• Task requirements
Lines to return, exactly: from the line with "PR #587, opened 2026-07-17" to the line with "- Adding an" in the entries below, both included.

• Information supplied
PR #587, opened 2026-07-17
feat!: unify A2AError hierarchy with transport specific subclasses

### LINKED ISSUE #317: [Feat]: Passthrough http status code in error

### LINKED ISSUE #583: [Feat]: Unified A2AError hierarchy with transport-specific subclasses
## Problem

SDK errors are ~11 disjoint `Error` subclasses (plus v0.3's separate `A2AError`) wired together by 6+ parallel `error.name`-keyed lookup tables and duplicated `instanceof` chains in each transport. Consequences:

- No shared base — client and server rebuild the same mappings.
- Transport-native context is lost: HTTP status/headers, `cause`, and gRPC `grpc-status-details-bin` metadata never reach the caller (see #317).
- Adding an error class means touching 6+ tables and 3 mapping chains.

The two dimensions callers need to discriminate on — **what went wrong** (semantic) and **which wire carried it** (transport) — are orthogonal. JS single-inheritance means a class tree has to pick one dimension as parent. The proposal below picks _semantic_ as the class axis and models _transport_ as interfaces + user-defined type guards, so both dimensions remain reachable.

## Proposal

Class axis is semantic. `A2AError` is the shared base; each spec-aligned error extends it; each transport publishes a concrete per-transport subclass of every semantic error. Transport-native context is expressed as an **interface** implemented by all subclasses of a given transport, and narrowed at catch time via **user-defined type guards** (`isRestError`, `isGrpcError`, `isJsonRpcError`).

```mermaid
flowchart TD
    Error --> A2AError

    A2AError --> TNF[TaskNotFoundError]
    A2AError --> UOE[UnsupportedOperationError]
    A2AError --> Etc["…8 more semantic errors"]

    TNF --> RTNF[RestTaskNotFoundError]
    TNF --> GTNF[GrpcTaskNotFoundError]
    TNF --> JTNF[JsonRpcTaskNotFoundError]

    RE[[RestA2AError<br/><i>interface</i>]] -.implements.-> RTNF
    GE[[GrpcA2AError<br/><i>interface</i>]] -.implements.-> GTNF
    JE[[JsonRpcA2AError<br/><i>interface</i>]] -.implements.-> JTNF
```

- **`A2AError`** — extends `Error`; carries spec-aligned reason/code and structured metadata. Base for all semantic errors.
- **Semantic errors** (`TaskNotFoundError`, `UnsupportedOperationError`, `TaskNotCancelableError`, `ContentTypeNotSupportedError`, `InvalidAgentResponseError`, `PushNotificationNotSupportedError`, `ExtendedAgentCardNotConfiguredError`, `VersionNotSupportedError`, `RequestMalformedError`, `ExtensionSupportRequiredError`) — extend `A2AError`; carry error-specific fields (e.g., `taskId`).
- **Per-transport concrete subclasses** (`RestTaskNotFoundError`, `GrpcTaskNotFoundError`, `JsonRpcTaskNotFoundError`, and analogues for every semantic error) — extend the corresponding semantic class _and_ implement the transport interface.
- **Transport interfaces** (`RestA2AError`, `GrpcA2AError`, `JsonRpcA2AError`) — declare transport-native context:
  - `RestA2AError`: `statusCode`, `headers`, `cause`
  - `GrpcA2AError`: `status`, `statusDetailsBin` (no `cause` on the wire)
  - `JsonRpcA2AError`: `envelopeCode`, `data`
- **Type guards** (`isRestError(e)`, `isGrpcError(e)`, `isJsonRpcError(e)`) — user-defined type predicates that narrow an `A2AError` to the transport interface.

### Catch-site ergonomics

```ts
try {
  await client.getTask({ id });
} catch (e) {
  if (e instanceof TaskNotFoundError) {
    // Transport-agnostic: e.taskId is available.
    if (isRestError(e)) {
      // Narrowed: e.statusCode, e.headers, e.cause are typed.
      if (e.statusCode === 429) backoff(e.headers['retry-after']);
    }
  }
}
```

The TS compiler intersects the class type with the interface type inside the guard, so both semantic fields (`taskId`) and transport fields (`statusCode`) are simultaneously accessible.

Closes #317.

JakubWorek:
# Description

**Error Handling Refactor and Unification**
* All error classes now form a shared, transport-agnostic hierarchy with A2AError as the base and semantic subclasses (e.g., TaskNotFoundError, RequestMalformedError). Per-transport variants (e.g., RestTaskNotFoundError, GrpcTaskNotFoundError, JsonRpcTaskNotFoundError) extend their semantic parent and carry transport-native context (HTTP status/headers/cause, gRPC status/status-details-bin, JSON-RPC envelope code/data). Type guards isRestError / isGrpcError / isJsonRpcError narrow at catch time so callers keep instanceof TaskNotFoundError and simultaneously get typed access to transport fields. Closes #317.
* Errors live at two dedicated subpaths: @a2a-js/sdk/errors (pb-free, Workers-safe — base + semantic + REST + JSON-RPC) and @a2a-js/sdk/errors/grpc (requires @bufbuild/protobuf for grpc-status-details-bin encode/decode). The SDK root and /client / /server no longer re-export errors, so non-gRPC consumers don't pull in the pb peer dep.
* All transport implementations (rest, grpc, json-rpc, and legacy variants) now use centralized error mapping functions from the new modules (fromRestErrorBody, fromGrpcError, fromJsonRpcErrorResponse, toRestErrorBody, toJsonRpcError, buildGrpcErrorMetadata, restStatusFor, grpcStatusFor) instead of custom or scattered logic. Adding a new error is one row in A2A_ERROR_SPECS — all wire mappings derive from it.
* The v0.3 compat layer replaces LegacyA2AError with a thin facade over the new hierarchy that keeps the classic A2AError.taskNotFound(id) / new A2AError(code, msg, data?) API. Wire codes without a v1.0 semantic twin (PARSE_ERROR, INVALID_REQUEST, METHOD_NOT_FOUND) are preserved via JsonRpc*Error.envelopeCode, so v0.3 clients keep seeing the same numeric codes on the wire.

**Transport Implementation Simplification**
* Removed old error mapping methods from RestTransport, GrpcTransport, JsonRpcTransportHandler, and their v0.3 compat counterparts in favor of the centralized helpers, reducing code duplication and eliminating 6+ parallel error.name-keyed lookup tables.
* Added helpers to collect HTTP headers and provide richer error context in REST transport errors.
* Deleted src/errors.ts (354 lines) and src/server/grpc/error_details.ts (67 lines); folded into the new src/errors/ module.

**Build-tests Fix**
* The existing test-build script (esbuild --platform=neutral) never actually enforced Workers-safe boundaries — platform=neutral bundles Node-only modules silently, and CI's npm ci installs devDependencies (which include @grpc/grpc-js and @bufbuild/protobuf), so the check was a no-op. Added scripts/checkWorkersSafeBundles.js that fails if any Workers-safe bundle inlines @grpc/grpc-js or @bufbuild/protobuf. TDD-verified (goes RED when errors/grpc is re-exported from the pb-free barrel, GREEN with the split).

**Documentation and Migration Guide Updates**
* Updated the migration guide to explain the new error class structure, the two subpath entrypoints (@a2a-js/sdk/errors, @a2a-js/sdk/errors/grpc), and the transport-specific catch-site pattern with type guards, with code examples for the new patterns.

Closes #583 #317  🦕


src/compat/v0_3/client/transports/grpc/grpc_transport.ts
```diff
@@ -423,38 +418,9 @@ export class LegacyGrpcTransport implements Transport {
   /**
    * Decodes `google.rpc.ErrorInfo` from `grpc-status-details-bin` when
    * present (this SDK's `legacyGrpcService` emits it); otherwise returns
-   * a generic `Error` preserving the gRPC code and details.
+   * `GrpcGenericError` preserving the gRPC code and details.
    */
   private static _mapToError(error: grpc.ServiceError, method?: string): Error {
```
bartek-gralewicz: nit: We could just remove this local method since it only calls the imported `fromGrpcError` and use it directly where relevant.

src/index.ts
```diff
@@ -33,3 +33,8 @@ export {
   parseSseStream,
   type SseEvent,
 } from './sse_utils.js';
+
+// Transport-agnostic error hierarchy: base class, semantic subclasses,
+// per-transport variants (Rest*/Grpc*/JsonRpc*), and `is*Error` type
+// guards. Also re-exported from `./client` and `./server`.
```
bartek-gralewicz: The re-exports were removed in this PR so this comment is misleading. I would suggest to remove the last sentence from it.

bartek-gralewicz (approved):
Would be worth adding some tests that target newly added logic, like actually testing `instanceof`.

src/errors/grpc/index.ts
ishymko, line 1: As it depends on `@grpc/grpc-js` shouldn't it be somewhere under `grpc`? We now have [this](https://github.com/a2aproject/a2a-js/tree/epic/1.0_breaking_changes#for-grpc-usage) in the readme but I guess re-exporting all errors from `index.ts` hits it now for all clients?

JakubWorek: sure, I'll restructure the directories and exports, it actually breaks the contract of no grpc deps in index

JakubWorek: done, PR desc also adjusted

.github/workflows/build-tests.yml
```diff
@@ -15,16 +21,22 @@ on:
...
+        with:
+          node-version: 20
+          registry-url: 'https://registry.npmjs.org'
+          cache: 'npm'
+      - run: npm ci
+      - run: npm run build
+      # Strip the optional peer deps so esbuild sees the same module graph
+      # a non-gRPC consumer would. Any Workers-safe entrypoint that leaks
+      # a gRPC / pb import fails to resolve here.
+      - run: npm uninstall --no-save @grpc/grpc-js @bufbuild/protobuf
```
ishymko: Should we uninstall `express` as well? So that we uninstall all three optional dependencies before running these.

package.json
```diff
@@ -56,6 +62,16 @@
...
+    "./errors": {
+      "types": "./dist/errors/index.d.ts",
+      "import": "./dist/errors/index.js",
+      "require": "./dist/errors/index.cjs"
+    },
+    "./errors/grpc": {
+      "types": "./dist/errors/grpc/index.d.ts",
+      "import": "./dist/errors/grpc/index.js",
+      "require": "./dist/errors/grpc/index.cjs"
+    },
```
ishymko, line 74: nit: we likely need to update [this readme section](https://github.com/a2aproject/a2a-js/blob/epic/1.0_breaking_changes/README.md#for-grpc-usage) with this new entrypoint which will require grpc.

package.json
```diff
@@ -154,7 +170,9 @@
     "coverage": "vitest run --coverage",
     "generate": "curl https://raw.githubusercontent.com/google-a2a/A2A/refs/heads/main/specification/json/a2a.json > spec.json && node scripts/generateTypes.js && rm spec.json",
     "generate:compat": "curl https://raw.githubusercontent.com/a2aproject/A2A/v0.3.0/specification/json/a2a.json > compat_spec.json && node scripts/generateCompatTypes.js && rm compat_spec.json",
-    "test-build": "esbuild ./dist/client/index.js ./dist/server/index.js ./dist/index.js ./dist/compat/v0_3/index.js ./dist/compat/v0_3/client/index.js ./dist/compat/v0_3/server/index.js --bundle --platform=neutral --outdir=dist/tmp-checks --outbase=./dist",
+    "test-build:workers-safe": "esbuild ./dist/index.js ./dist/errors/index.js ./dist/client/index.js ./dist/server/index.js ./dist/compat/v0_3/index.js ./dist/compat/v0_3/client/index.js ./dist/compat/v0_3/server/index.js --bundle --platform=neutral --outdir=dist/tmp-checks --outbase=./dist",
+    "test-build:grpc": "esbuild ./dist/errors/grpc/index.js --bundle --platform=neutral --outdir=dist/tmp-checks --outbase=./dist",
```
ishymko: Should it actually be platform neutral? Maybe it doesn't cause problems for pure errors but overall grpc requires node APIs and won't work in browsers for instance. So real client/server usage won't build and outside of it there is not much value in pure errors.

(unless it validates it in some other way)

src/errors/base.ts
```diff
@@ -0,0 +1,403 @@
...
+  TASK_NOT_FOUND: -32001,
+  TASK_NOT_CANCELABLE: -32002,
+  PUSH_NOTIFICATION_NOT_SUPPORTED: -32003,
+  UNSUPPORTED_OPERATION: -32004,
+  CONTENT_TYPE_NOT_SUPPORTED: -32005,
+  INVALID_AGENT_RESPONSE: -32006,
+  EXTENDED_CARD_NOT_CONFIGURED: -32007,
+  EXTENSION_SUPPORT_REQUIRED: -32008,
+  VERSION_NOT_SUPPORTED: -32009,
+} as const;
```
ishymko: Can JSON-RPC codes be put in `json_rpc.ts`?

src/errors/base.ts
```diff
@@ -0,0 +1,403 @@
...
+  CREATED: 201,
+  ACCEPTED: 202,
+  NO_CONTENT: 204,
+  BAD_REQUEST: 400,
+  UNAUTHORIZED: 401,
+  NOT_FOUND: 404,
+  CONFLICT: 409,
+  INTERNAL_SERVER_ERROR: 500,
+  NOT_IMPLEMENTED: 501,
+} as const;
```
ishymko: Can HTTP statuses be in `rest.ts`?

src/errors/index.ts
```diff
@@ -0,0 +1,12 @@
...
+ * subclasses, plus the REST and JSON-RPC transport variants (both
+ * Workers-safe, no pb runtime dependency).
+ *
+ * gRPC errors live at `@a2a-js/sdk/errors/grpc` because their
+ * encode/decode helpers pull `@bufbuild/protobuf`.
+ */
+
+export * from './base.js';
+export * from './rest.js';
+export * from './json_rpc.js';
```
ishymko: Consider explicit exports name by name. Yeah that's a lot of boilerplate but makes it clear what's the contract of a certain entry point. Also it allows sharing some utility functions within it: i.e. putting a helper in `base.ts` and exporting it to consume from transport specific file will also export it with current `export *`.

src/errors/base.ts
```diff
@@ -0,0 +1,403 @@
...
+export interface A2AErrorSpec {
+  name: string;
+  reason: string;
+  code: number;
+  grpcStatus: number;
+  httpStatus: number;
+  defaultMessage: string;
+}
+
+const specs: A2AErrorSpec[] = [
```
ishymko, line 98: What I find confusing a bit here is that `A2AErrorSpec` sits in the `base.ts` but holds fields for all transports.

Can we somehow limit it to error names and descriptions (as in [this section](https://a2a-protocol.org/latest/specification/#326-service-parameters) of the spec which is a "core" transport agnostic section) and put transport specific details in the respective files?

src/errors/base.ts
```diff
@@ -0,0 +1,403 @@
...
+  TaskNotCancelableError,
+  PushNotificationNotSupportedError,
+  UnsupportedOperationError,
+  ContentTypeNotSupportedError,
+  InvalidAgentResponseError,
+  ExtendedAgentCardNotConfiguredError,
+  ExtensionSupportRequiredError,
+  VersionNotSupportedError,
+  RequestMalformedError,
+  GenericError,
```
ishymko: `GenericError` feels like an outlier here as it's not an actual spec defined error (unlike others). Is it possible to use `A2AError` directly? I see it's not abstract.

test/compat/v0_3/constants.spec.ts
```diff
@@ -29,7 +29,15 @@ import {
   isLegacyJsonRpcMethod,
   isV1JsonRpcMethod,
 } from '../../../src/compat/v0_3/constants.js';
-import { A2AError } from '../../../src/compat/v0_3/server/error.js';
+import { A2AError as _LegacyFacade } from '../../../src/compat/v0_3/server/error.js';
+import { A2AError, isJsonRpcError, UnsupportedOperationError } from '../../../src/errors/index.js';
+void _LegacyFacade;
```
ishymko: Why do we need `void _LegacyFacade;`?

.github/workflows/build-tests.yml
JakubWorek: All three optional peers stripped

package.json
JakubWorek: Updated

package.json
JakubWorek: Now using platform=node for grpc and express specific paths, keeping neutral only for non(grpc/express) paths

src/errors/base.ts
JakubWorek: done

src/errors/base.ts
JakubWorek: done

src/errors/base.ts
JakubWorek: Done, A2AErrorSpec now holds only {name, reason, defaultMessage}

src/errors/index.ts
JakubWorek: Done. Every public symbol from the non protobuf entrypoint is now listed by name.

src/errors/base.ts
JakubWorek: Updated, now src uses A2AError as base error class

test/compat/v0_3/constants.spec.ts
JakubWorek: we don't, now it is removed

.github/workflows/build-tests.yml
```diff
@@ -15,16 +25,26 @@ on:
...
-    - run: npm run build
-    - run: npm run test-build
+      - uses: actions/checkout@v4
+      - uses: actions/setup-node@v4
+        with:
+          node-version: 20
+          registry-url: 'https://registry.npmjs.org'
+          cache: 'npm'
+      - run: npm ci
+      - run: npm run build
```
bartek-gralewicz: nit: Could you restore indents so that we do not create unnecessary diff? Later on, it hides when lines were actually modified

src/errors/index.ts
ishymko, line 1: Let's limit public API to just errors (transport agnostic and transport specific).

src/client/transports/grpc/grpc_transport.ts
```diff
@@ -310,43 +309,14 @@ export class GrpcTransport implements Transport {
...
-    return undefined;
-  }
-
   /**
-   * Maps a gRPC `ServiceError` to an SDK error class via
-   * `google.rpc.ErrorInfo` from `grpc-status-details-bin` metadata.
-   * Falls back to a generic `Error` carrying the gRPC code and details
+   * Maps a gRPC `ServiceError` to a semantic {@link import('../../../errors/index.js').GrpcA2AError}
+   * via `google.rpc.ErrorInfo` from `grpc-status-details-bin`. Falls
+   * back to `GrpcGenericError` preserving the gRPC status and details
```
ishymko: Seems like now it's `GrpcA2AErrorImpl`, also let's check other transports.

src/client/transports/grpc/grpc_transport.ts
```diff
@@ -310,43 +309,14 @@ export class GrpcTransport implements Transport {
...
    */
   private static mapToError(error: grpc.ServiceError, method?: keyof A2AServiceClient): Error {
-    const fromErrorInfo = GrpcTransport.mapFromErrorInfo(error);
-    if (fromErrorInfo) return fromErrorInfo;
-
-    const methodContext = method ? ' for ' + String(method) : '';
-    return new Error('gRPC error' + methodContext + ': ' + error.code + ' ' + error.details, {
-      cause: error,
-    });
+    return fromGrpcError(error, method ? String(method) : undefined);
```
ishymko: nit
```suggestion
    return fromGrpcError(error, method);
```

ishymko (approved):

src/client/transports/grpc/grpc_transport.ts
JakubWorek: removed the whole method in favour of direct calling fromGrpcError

* * *

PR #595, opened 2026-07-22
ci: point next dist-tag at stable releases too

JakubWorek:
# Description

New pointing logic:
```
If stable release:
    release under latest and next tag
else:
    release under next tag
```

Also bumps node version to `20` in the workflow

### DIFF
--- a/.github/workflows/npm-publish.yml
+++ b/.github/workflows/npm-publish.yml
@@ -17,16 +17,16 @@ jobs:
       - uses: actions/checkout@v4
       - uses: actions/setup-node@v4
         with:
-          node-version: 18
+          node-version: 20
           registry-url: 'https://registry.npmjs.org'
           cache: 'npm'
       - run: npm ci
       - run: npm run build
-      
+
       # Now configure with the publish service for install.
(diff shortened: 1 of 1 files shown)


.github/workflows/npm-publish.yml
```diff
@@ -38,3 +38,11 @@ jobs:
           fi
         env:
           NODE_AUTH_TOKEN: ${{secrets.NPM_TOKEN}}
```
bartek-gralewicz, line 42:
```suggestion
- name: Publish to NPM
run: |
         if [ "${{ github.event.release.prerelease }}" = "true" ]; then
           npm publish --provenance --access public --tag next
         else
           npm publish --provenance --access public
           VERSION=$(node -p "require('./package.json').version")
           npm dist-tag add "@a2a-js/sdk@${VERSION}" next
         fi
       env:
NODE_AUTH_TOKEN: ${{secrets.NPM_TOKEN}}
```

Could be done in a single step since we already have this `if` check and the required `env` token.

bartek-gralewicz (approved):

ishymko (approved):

==

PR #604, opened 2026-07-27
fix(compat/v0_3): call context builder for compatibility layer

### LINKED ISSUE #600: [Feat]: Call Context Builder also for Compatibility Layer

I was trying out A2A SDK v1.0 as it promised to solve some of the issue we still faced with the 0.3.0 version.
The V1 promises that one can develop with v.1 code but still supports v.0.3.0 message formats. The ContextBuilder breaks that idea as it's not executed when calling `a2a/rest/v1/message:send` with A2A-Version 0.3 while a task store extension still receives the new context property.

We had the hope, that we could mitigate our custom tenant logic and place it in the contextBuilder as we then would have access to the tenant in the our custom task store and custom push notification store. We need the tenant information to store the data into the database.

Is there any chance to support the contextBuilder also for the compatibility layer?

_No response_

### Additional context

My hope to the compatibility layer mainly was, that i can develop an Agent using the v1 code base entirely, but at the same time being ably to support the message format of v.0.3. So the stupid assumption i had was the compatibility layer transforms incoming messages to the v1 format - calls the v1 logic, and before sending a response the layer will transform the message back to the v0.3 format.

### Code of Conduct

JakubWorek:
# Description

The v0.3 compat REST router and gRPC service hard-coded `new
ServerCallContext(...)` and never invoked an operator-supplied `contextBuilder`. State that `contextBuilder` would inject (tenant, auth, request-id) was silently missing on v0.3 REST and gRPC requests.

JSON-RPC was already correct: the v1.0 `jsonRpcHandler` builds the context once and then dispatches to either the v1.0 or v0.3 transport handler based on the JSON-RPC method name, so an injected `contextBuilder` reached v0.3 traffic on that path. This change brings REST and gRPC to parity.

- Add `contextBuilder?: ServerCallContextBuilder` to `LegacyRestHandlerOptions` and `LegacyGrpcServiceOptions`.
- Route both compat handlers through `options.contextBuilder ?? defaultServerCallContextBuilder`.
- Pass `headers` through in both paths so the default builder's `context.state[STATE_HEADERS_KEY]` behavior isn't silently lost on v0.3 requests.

• Expected answer
PR #587, opened 2026-07-17
feat!: unify A2AError hierarchy with transport specific subclasses

### LINKED ISSUE #317: [Feat]: Passthrough http status code in error

### LINKED ISSUE #583: [Feat]: Unified A2AError hierarchy with transport-specific subclasses
## Problem

SDK errors are ~11 disjoint `Error` subclasses (plus v0.3's separate `A2AError`) wired together by 6+ parallel `error.name`-keyed lookup tables and duplicated `instanceof` chains in each transport. Consequences:

- No shared base — client and server rebuild the same mappings.
- Transport-native context is lost: HTTP status/headers, `cause`, and gRPC `grpc-status-details-bin` metadata never reach the caller (see #317).
- Adding an error class means touching 6+ tables and 3 mapping chains.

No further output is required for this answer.